No necesitaba preguntar quién había ordenado el asesinato. La respuesta estaba en sus ojos, en esa mirada impasible que había perfeccionado tras décadas ordenando muertes.

—¿Y eso qué tiene que ver conmigo? —pregunté, aunque una parte de mí ya anticipaba lo peor.

Mi padre intercambió una mirada con Víctor antes de continuar.

—Su hijo, Elías Montoya, ha tomado el control del cártel. Es joven, pero no es estúpido. Sabe que no puede ganar una guerra abierta contra nosotros.

—Sigo sin entender qué tiene que ver esto conmigo —insistí, mientras un nudo se formaba en mi garganta.

—Hemos llegado a un acuerdo. Una alianza que beneficiará a ambas familias y evitará más derramamiento de sangre.

El silencio que siguió fue más elocuente que cualquier palabra. Sentí que el suelo se abría bajo mis pies.

—No —murmuré, comprendiendo finalmente—. No puedes estar hablando en serio.

—Te casarás con Elías Montoya en un mes —sentenció mi padre, como quien anuncia la hora del almuerzo—. Es lo mejor para todos.

Me levanté de golpe, la silla cayó hacia atrás con estrépito.

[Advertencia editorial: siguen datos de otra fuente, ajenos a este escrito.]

PR #46, opened 2025-11-11
Add support for ASGI lifespan

anuraaga:
I realized we need to support lifespan events to allow asyncio startup / shutdown logic for an app. The simplest way to expose this to users seemed to be accepting either a service or an async generator of a service in the application and resolve either within the lifespan events. We fallback to resolving on first request if the server doesn't support lifespan (this is basically just applying interceptors and shouldn't be a too-large first request penalty), one that notably doesn't is the httpx mock transport we recommend for unit tests.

—¿Lo mejor? ¿Para quién? ¿Para ti y tu maldito negocio? —Las palabras salían como veneno de mi boca—. No soy una mercancía que puedas intercambiar. Tengo una vida, una carrera.

—Una carrera donde analizas los cadáveres que yo produzco —respondió con una sonrisa sardónica—. Qué ironía, ¿no crees?

—No lo haré —declaré, temblando de rabia—. No puedes obligarme.

Mi padre se levantó lentamente, apoyando las manos sobre la mesa.

—Puedo y lo haré, Camila. Esta no es una petición. Es una orden. El matrimonio se celebrará, y tú cumplirás con tu deber familiar.

—¿Mi deber? ¿Acostarme con el hijo del hombre al que mandaste matar? ¿Ese es mi deber?

Víctor se movió incómodo, pero mi padre ni siquiera parpadeó.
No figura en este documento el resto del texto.